Leitsatz (amtlich)
1. Eine Stiftung in privatrechtlicher Form ist weder aufgrund finanzieller Zuwendungen des Staates noch aufgrund ihrer Anerkennung als Einrichtung der politischen Bildung durch die Bundeszentrale für politische Bildung noch im Hinblick auf ihre staatlich anerkannte Gemeinnützigkeit daran gehindert, sich auf die Meinungsfreiheit nach Art. 5 Abs. 1 GG zu berufen.
2. Die Äußerung, jemand sei ein "erklärter Antisemit und Holocaust-Relativierer" ist keine Tatsachenbehauptung, sondern eine Meinungsäußerung. Der substanzarme tatsächliche Gehalt dieser pauschalen Bezeichnung tritt hinter das Werturteil zurück.
3. Zur Frage, wann diese Äußerung bei verständiger Beurteilung auf einem im Wesentlichen zutreffenden oder zumindest sachgerecht und vertretbar gewürdigten Tatsachenkern beruht (hier bejaht).
Tenor
1. Die Berufung des Klägers gegen das Urteil des Landgerichts Baden-Baden vom 22. Oktober 2020 - Az. 4 O 62/20 - wird zurückgewiesen.
2. Die Kosten des Berufungsverfahrens fallen dem Kläger zur Last.
3. Dieses und das in Ziff. 1 bezeichnete Urteil des Landgerichts sind vorläufig vollstreckbar.
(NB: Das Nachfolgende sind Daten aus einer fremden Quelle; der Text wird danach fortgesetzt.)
PR #634, opened 2021-09-14
B2 30 case study nav component

laurapadilla:
Zeplin comp for reference:
Screen Shot 2021-09-14 at 11 16 14 AM

📌 `CaseStudyNav` component is at the bottom of the homepage. I will remove once PR is approved!

Looking for feedback on this component since I feel like I over-engineered some things to get it looking like the designs 😬

📓 **A couple of notes:**
For the image overlay -- I had a little trouble getting it to work on both desktop and mobile so I just adjusted the image opacity which I think works better for readability, but open to feedback on recreating this!

On mobile, I positioned the text directly below the image since I had a bit of trouble getting this to work, but I do think it's better for readability.

### DIFF
--- a/src/components/WorkPage/CaseStudyNav.tsx
+++ b/src/components/WorkPage/CaseStudyNav.tsx
@@ -1,4 +1,5 @@
 import css from '@emotion/css';
+import styled from '@emotion/styled';
 import NextImage, { ImageProps as NextImageProps } from 'next/image';
 import { Children, cloneElement, FC, ReactElement } from 'react';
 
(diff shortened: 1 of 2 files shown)


ewaight12:
I think this looks really good @laurapadilla it's spot on with the mock. For the text placement I think it looks fine below the image but I did something similar with the text overlaying on the /work page if that helps at all to look at. I don't know if that would work being that there is an opacity on the image.

src/components/WorkPage/CaseStudyNav.tsx
```diff
@@ -0,0 +1,111 @@
...
+export const CaseStudy: FC<CaseStudyProps> = ({
+  client,
+  href,
+  caseStudy,
+  alt,
+  src,
+}) => {
+  return (
+    <div
+      css={css`
```
k8hansen, line 25: putting the css right in the component works good for really minor changes, but I think for this many style edits it would be worth pulling out into a styled component. 

@mewdriller might have better reasoning, but that's something I've noticed in other projects. Usually when the styles get complicated they are pulled out of being inline.

src/components/WorkPage/CaseStudyNav.tsx
```diff
@@ -0,0 +1,111 @@
...
+    <section
+      css={css`
+        align-items: center;
+        display: flex;
+        flex-direction: column;
+
+        margin-top: ${spacing.xxl2};
+        object-fit: contain;
+
+        ${atMinXL} {
```
k8hansen, line 97: Same here, anytime a breakpoint or many styles are needed, I would pull that `section` out into a separate styled component.

k8hansen (commented):
This looks absolutely fantastic! The changes you made are great and it's so close to the mockup. 

One minor change, the space between the company and the project is a little too far, they seem to be closer together in the comp. 

There is a vertical spacer in zeplin, but it looks like it's not flush with the text, so I'm not sure if this screenshot is helpful. Screenshot attached.

🚨  Once that is changed, make sure to pull out the component from the home page. That can probably get approval for this component.

💭  This is a question for someone more senior: We will need to refactor this component to hold all of the info used in a json file, and then populate the info programatically.  It might be confusing to go through each example and make sure the left/right components are correct. It would make more sense to hold each work sample in an array so that if for example if position 0 is being displayed, navigation shows position 6 and 1. 

This would be the best way to do this for scaleability. However, if that's overthinking it, then we can just hardcode each page. I think someone else should make that call though.

Screen Shot 2021-09-29 at 11 43 03 AM

Screen Shot 2021-09-29 at 11 41 28 AM

**For approval:**

- [ ] Fix padding
- [ ] Remove from homepage

**Next steps:**

- [ ] Refactor hold programatic content

laurapadilla:
Component was removed from home page!

For the padding, I think it should remain the same between mobile/desktop since the spacing between `project name` and `explore case study link` doesn't change between devices

PR #128, opened 2020-11-16
Use dummy token in test to make sure we run functional

Nyholm:
The calls to github is abstracted away


Nyholm:
So.. This is weird. 

With the following config the string "sqlite:///%kernel.project_dir%/var/data.db" is passed to `Symfony\Component\Lock\Store\PdoStore::__construct()`. That will not work since "%kernel.project_dir%" is not resolved...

4. Die Revision wird nicht zugelassen.
Gründe
A. Der Kläger begehrt von der Beklagten, es zu unterlassen, in ihrem Internetportal zu äußern, er sei ein "erklärter Antisemit und Holocaust-Relativierer".
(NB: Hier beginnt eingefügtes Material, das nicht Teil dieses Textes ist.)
PR #134, opened 2020-11-17
Add warning when PR is opened to an unsupported branch

### LINKED ISSUE #126: Warn users when selecting an unmaintained branch
The only common issue in symfony-docs contributions is that contributors submit their PRs against an unmaintained branch. Most of the times this is OK because our internal merge tool can switch the branch easily, but sometimes there are lots of merge conflicts.

Ideally, Carson Bot should detect if an unmaintained branch is used and add a comment telling the user about this and linking to https://symfony.com/releases where they can see the currently maintained branches.

Thanks!

Nyholm:
This will fix #126

TODO: 
- [x] Add tests

### DIFF
--- a/src/Service/SymfonyVersionProvider.php
+++ b/src/Service/SymfonyVersionProvider.php
@@ -26,7 +26,7 @@ class SymfonyVersionProvider
         $this->cache = $cache;
     }
 
-    public function getCurrentVersion()
+    public function getCurrentVersion(): string
     {
         $httpClient = $this->httpClient;
 
@@ -40,9 +40,25 @@ class SymfonyVersionProvider
                 $version = $defaultValue;
             }
 
-            $item->expiresAfter($version === $defaultValue ? 300 : 604800);
+            $item->expiresAfter($version === $defaultValue ? 300 : 86400);
 
             return $version;
         });
+    }
+
+    /**
+     * @throws \RuntimeException
+     */
+    public function getSupportedVersions(): array
+    {
+        $response = $this->httpClient->request('GET', 'https://symfony.com/releases.json');
+        $data = $response->toArray(true);
+        $versions = $data['supported_versions'] ?? null;
+
+        if (is_array($versions) && count($versions) > 0) {
+            return $versions;
+        }
+
+        throw new \RuntimeException('Could not fetch supported versions');
     }
 }
--- a/src/Subscriber/UnsupportedBranchSubscriber.php
+++ b/src/Subscriber/UnsupportedBranchSubscriber.php
@@ -1,0 +1,88 @@
+<?php
+
+namespace App\Subscriber;
+
+use App\Api\Issue\IssueApi;
+use App\Event\GitHubEvent;
+use App\GitHubEvents;
+use App\Service\ComplementGenerator;
+use App\Service\SymfonyVersionProvider;
+use Psr\Log\LoggerInterface;
+use Symfony\Component\EventDispatcher\EventSubscriberInterface;
+
+/**
+ * @author Tobias Nyholm <tobias.nyholm@gmail.com>
+ */
+class UnsupportedBranchSubscriber implements EventSubscriberInterface
+{
+    private $symfonyVersionProvider;
+    private $issueApi;
+    private $complementGenerator;
+    private $logger;
+
+    public function __construct(SymfonyVersionProvider $symfonyVersionProvider, IssueApi $issueApi, ComplementGenerator $complementGenerator, LoggerInterface $logger)
+    {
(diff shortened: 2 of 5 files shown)


src/Service/SymfonyVersionProvider.php
```diff
@@ -45,4 +45,32 @@ public function getCurrentVersion()
...
     }
+
+    /**
+     * @throws \RuntimeException
+     */
+    public function getSupportedVersions(): array
+    {
+        $httpClient = $this->httpClient;
+
+        $versions = $this->cache->get('symfony_version', function (ItemInterface $item) use ($httpClient) {
```
noniagriconomie, line 56: isnt this the same key as above?

src/Subscriber/UnsupportedBranchSubscriber.php
```diff
@@ -0,0 +1,79 @@
...
+        $this->complementGenerator = $complementGenerator;
+    }
+
+    /**
+     * Sets milestone on PRs that target non-default branch.
+     */
+    public function onPullRequest(GitHubEvent $event)
+    {
+        $data = $event->getData();
+        $repository = $event->getRepository();
```
noniagriconomie, line 35: can be moved bellow where used, useless in case of return :)

src/Subscriber/UnsupportedBranchSubscriber.php
```diff
@@ -0,0 +1,79 @@
...
+
+        $number = $data['pull_request']['number'];
+        $complement = $this->complementGenerator->getPullRequestComplement();
+        $validBranchesString = implode(', ', $validBranches);
+        $this->issueApi->commentOnIssue($repository, $number, <<<TXT
+Hey!
+
+$complement
+
+But you have made this PR towards a branch that is not maintain anymore. :/
```
noniagriconomie, line 58:
```suggestion
But you have made this PR towards a branch that is not maintained anymore. :/
```

src/Subscriber/UnsupportedBranchSubscriber.php
```diff
@@ -0,0 +1,79 @@
...
+Could you update the PR base to target one of these branches: $validBranchesString.
```
noniagriconomie, line 59:
```suggestion
Could you update the [PR base branch](https://docs.github.com/en/free-pro-team@latest/github/collaborating-with-issues-and-pull-requests/changing-the-base-branch-of-a-pull-request) to target one of these branches instead? $validBranchesString.
```

noniagriconomie (commented):
small review checking this project :)

src/Service/SymfonyVersionProvider.php
Nyholm: Ooops, you are correct.

src/Subscriber/UnsupportedBranchSubscriber.php
Nyholm: Thank you

Nyholm (commented):
Thank you for the review!

src/Service/SymfonyVersionProvider.php
```diff
@@ -45,4 +45,32 @@ public function getCurrentVersion()
...
+        $versions = $this->cache->get('symfony_supported_versions', function (ItemInterface $item) use ($httpClient) {
+            try {
+                $response = $httpClient->request('GET', 'https://symfony.com/releases.json');
+                $data = $response->toArray(true);
+                $versions = $data['supported_versions'] ?? null;
+            } catch (\Throwable $e) {
+                $versions = null;
+            }
+
+            $item->expiresAfter(null === $versions ? 300 : 604800);
```
weaverryan, line 65: What would happen the first 7 days after, for example, 5.3 is released? Actually, I don't know the exact moment that a new release is added to `releases.json`, so I'm wondering if - especially with the caching - if there will be some time when a version is supported and making PR to it IS valid... but it's not in the version yet. Also... I think the new branches (e.g. 5.3) is created a few weeks before the stable release.

nicolas-grekas:
Yes. Actually, this should close immediately instead of adding a warning.

src/Service/SymfonyVersionProvider.php
Nyholm: We could relax this a bit more. Ie, shorter cache. 

Two things can happen: 
1) A user submits a PR to a branch that is not supported and we dont make a comment.
2) A user submits a PR to a branch that is just created (5.3) and we do make a comment that it is not supported. 

Number 2 is an issue, but if that happens the first day.. then it is fine. I'll reduce this to 1 day

weaverryan:
Thanks Tobias!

Der Kläger ist Politiker und war [...] von 2016 bis 2021 Mitglied des Landtags von [...]. Er war bis zum 29. September 2020 Mitglied der politischen Partei [...] (nachfolgend: X).
Die Beklagte ist eine Stiftung bürgerlichen Rechts, deren Anliegen die Stärkung der demokratischen Zivilgesellschaft und der Kampf gegen Rechtsextremismus, Rassismus und Antisemitismus ist. Sie betreibt unter anderem das Internetportal mit dem Namen "[...].News" (nachfolgend: Internetportal). Sie ist von der Bundeszentrale für politische Bildung als Träger der politischen Bildung anerkannt und finanziert sich überwiegend aus staatlichen Zuschüssen.
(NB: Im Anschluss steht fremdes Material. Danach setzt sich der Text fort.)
PR #138, opened 2020-11-20
Update log configuration to match SymfonyCloud recos

tucksaun:
See https://symfony.com/doc/current/cloud/cookbooks/go_live.html#logging


Nyholm (approved):
Thank you

PR #141, opened 2020-12-05
Open issues for missing config reference

Nyholm:
Should I use this for other bundles too?


.github/workflows/docs-configuration-reference.yml
```diff
@@ -0,0 +1,73 @@
...
+
+      - name: Checkout Symfony Docs repo
+        run: git clone https://github.com/symfony/symfony-docs .github/workflows/docs-configuration-reference/docs
+
+      - name: Download dependencies
+        run: composer install --no-interaction --optimize-autoloader
+
+      - name: Verify docs
+        env:
+          GITHUB_TOKEN: ${{ secrets.CARSONPROD_GITHUB_TOKEN }}
```
Nyholm, line 49: This secret needs to be added

Nyholm: Maybe it has been added already?

weaverryan: Yes, this does exist already on this repository

weaverryan (commented):
Is this still blocked? Do we need to upgrade dependencies?

Also, it strikes me that this may be more useful as a dashboard that is up-to-date and can be checked than something where we create issues each time we find something missing - basically like your translations dashboard.

.github/workflows/docs-configuration-reference.yml
Nyholm: Thank you

Nyholm:
> Is this still blocked? Do we need to upgrade dependencies?

Nope, it is not blocked any more. 

We dont need to bump dependencies. The CI job will checkout master of Symfony/symfony. 

> Also, it strikes me that this may be more useful as a dashboard that is up-to-date and can be checked than something where we create issues each time we find something missing - basically like your translations dashboard.

I agree. Im also happy to make the translation dashboard part of Carson. The issue with having only a dashboard, is that we get multiple issue trackers. 

Anyhow, dashboard or not, I think this PR is a good first step.

OskarStark:
Very nice @Nyholm could you add a new test-repo, run the command and create the potential newly created issues there? In this case we can double check if everything went well and don't bother all the symfony-docs users ?

Nyholm:
Sure. Here is an issue generated by this script. It is for Framework bundle
https://github.com/carsonbot-playground/symfony/issues/13

Nyholm:
I see that the XML dumper is not including "Examples" or "Prototype". 

That will make our output very different. See the Security bundle. 
https://github.com/carsonbot-playground/symfony/issues/19
https://github.com/carsonbot-playground/symfony/issues/16

OskarStark:
Is this still needed ?

Nyholm:
It is a nice feature to tell us where we have missing documentation. .

PR #142, opened 2020-12-05
Make sure we consider case when updating title

Nyholm:
Just a small bugfix. To avoid names like: 

```
[TwigBundle] [twigbundle] Fixed syntax error in config
```

#SymfonyHackday


Nyholm:
Thank you for merging

PR #155, opened 2021-01-07
Remove complements

Nyholm:
Update: 

This PR will remove all bot complements


src/Service/ComplementGenerator.php
```diff
@@ -34,6 +34,11 @@ public function getPullRequestComplement()
             'Excellent, keep up the good work.',
             'Two days ago, I was sitting at my usual spot at the top of Big Ben, I was thinking that we really needed this. And now, here you are with a PR. =)',
             'Great work. I told my friends about this PR, they too were impressed.',
+            'Fantastic! I could not have done it better myself.',
+            'Wow, I like what you are doing here.',
+            'When I first reviewed this, I didn\'t really understand it. But now I do. Thank you.',
+            'It looks like you have taken everything they teach at programming school and put it into practice. More of this please =)',
+            'I have reviewed this PR for over 2M clock cycles now and I am really happy with what I see.',
```
weaverryan, line 41: These are really fun, but the compliments in general seem out-of-context. They are used in 3 spots:

1) When suggesting a reviewer
2) When closing a draft PR
3) When a PR is made to an unsupported branch

The last 2 do not seem right for these compliments - as we're ultimately closing. I think it would be ok to say "thanks for opening the PR", but something like "This is amazing! Thanks!" followed by "now we will close this" feels dishonest/robotic.

For the 1 case of suggesting a reviewer, I also think many of these aren't quite right. Saying "I'm impressed by this PR" from a bot is disingenuous. I think having fun with the idea of carson being a "bot" is ok - this last one (about 2M clock cycles) is probably the best.

WDYT?

Nyholm: > The last 2 do not seem right for these compliments - as we're ultimately closing.

Im not sure I agree. Number 2 is not about "closing a draft PR". It is about encourage to click on "ready for review". A complement is good in that case. 

Number 3 is: 

```
Hey!
$complement
But you have made this PR towards a branch that is not maintained anymore. :/
```

---------

> Saying "I'm impressed by this PR" from a bot is disingenuous.

Could you elaborate? Is it because no bot can be impressed? 

I like these messages to be a bit different every time because it feel less like a bot and they are somewhat fun. Im trying to give Carson some kind of personality and that means he is changing his messages. 



------

FYI, At Happyr, we got a similar bot called Leeroy. It can fix code style if you ask it to in a PR comment. However, sometimes, he will decline your request if you don't say "please".

fabpot: I agree that the bot should not give their feeling about a PR as it does not understand the code. Having a bot say "Great work" and a few hours later a human close the PR because it is wrong is a bit weird.

Nyholm:
I've updated the PR. It will now remove all complements.

chalasr (approved):
Thank you Tobias.

weaverryan:
Thanks Tobias!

(1) In einer Rede auf einer öffentlichen Veranstaltung der X, über die die Zeitung "Frankfurter Rundschau" am 16.10.2016 berichtete (Anlage B 20) erklärte der Kläger:
"Es ist heute nicht einmal mehr möglich zu fragen, ob sechs Millionen Juden in den KZ umgekommen sind oder ob es vielleicht doch nur viereinhalb Millionen waren".
(2) Im Jahr 2016 war es zu einer Spaltung der X-Fraktion im Landtag von [...] gekommen. Im Zuge der Zusammenführung der X-Fraktion weigerte sich der Kläger zunächst den Zusammenführungsvertrag, dessen Präambel eine Abgrenzung von Antisemitismus und Rassismus enthielt, zu unterschreiben. Wenige Wochen später unterzeichnete er lediglich die Präambel, nicht aber den gesamten Zusammenführungsvertrag.
(3) In der [...]. Sitzung der [...]. Wahlperiode des Landtages von [...] am 07.03.2018 erklärte der Ministerpräsident [...] in einer Rede (vgl. Anlage B 22):
"Meine Damen und Herren, der Kampf gegen den Antisemitismus ist keine Folge eines schlechten Gewissens, sondern ein Gebot der Verantwortung für unsere Demokratie."
Hierauf erfolgte ein Zwischenruf des Klägers mit den Worten:
"Das ist wieder Schuldkult!"
(4) Am 06.05.2018 veröffentlichte der Kläger auf seiner Facebook-Seite zu einem Bericht des Fernsehsenders NDR, wonach die wegen Volksverhetzung verurteilte Person [...] ihre Strafhaft nicht angetreten hatte, folgenden Kommentar (Anlage B 19):
"Wer es als gerechtfertigt ansieht, wenn jemand wegen seiner Meinung ins Gefängnis kommt, ist nichts anderes als ein Faschist. Was denn sonst?"
(5) Am 27.08.2018 nahm der Kläger an einer Kundgebung der rechtspopulistischen Bürgerbewegung "Pro Chemnitz" teil, auf der auch Anhänger zahlreicher Vereinigungen demonstrierten, die auf der Unvereinbarkeitsliste der X stehen, z.B. die Rechte, der III. Weg, Junge Nationaldemokraten und die Identitäre Bewegung.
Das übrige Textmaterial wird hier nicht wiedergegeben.